The retailer reported $75.4 billion in net U.S. sales, a 2.9 percent increase from a year ago. While general merchandise sales fell during the first quarter largely because of delays in tax-refund checks, Wal-Mart reported improved grocery sales.
"Their strategy of being aggressive on price and investing in it is driving consumers into the store, particularly on the grocery side," said Ken Perkins, president of research firm Retail Metrics LLC. "That is impressive in this environment where so few retailers are able to produce increased traffic."
Wal-Mart, which also has overhauled its e-commerce business under Marc Lore, said online sales contributed 0.8 percentage point to the first-quarter same-store sales increase. Wal-Mart now offers 50 million items -- both first- and third-party -- on Walmart.com. It offered 10 million a year ago.
"We're seeing that customers are placing more orders, they're coming back more often and they're spending more," said Lore, the company's U.S. e-commerce chief.
Lore, who joined the company as part of last year's $3.3 billion acquisition of Jet.com, said the retailer's move to free two-day shipping without a membership fee and an increase in repeat orders played a big role in the 63 percent sales surge. Growth was 29 percent in the fourth quarter.
"E-commerce is definitely making a difference," Yarbrough said. "Marc Lore is doing a lot of great things for this business. E-commerce is way ahead of where it was this time last year just in the short eight or nine months he's been running it."
Wal-Mart's quarter did include e-commerce sales from acquisitions (Jet.com, ShoeBuy, Modcloth and Moosejaw). But Lore and McMillon stressed most of the gains were "organic" and came from Walmart.com. The retailer doesn't intend to buy its way to e-commerce success, McMillon said, but the purchases "are helping us speed some things up."
He still sees plenty of room for improvement despite the first-quarter progress.
"We need to scale our e-commerce business further and see some additional strength in our [comparable-store sales] to deliver the results we know we're capable of," McMillon said during a pre-recorded call.

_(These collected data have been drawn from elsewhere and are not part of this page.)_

PR #149, opened 2025-01-22
feat: allow removing cors headers for unknown origins

### LINKED ISSUE #148: bug: enabling cors setting leads to unwanted request filtering
**Describe the bug**
When enabling cors settings, erpc also starts filtering requests based on the whitelisted origins and returns a 403 error for non whitelisted origins.
This is not how cors is intended to work and leads to unwanted side effects with tools that use a Origin header, but do not enforce cors.

eg. Chrome extensions, which are not bound to cors, but send requests with `chrome-extension://<extension-id>` as origin.

Ideally you should not filter requests based on cors headers, just not reply any cors headers if the origin doesn't match, so the client can decide itself if its in a situation where cors is necessary.
If you rely on that filtering for some reason, you should at least make it an optional feature, which can be disabled while keeping cors headers active.

At the end, we'd like to prevent arbitrary websites from using our rpc,  but we don't want to over-block all kind of external applications.

**To Reproduce**
1. Use this erpc.yaml config:
```yaml
logLevel: debug

server:
  httpHostV4: "0.0.0.0"
  listenV6: true
  httpHostV6: "[::]"
  httpPort: 4000
  aliasing:
    rules:
      - matchDomain: "*"
        serveProject: "main"
        serveArchitecture: "evm"
        serveChain: "7078815900"

projects:
  - id: main
    cors:
      allowedOrigins:
        - "https://*.ethpandaops.io"
      allowedMethods: 
        - "GET"
        - "POST"
        - "OPTIONS"
      allowedHeaders:
        - "Content-Type"
    upstreamDefaults:
      ...
```

2. Make this request:
```bash
curl --location 'http://localhost:4000/' \
--header 'Content-Type: application/json' \
--header 'Origin: https://non-whitelisted-site.com' \
--data '{
    "params": [
        "0x1203319",
        false
    ],
    "id": 9199,
    "jsonrpc": "2.0"
}'
```

**Expected behavior**
The request should still be processed. The response should not contain cors headers as the origin isn't whitelisted.

kasrakhosravi:
Fixes #148


common/defaults.go
```diff
@@ -362,8 +362,9 @@ func (a *AdminConfig) SetDefaults() {
 	if a.CORS == nil {
 		// It is safe to enable CORS of * for admin endpoint since requests are protected by Secret Tokens
 		a.CORS = &CORSConfig{
-			AllowedOrigins:   []string{"*"},
-			AllowCredentials: util.BoolPtr(false),
+			AllowedOrigins:      []string{"*"},
+			BlockForeignOrigins: util.BoolPtr(true),
```
aramalipoor, line 366: Let's make it false by default

common/config.go
```diff
@@ -288,12 +288,13 @@ type NetworkDefaults struct {
...
 
 type CORSConfig struct {
-	AllowedOrigins   []string `yaml:"allowedOrigins" json:"allowedOrigins"`
-	AllowedMethods   []string `yaml:"allowedMethods" json:"allowedMethods"`
-	AllowedHeaders   []string `yaml:"allowedHeaders" json:"allowedHeaders"`
-	ExposedHeaders   []string `yaml:"exposedHeaders" json:"exposedHeaders"`
-	AllowCredentials *bool    `yaml:"allowCredentials" json:"allowCredentials"`
-	MaxAge           int      `yaml:"maxAge" json:"maxAge"`
+	AllowedOrigins      []string `yaml:"allowedOrigins" json:"allowedOrigins"`
+	BlockForeignOrigins *bool    `yaml:"blockForeignOrigins" json:"blockForeignOrigins"`
```
aramalipoor, line 292:
```suggestion
	NoHeadersForUnknownOrigins *bool    `yaml:"noHeadersForUnknownOrigins" json:"noHeadersForUnknownOrigins"`
```
probably more accurate name

common/validation.go
```diff
@@ -487,6 +487,14 @@ func (c *CORSConfig) Validate() error {
 	if c.AllowedOrigins == nil || len(c.AllowedOrigins) == 0 {
 		return fmt.Errorf("*.cors.allowedOrigins is required, add at least one allowed origin")
 	}
+	for _, origin := range c.AllowedOrigins {
```
kasrakhosravi, line 490: @aramalipoor with this in context (https://github.com/erpc/erpc/blob/3526fec18f815681cdf4bc469116fb56a7db632f/erpc/http_server.go#L585), is it valid to have this strict validation here?

aramalipoor: I don't think this validation is correct, there could be cases when user wants to allow the RPC endpoint be used anywhere. Without "*" they can't do it as the browser will essentially require them to provide all the sites in the world.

Net sales at Sam's Club, the company's warehouse division, increased 2.8 percent to $14 billion in the quarter. Same-store sales -- excluding fuel -- climbed 1.6 percent, the fifth-straight quarter of increases. Traffic in the club stores also increased 1.1 percent.
The international business division reported net sales of $27.1 billion in the first quarter, a decrease of 3.5 percent. The company reported seven of its 11 international markets reported same-store sales increases during the quarter. The division was led by results from China and Mexico.
Wal-Mart expects its U.S. same-store sales to increase between 1.5 percent to 2 percent in the second quarter. The company also projects earnings per share of $1 to $1.08 in the quarter.
Wal-Mart returned $3.7 billion to shareholders through dividends and share buybacks in the quarter.
"We feel good about the momentum across the business and we expect progress to continue," Chief Financial Officer Brett Biggs said. "As a company, we're moving with speed and executing against the strategy we've outlined."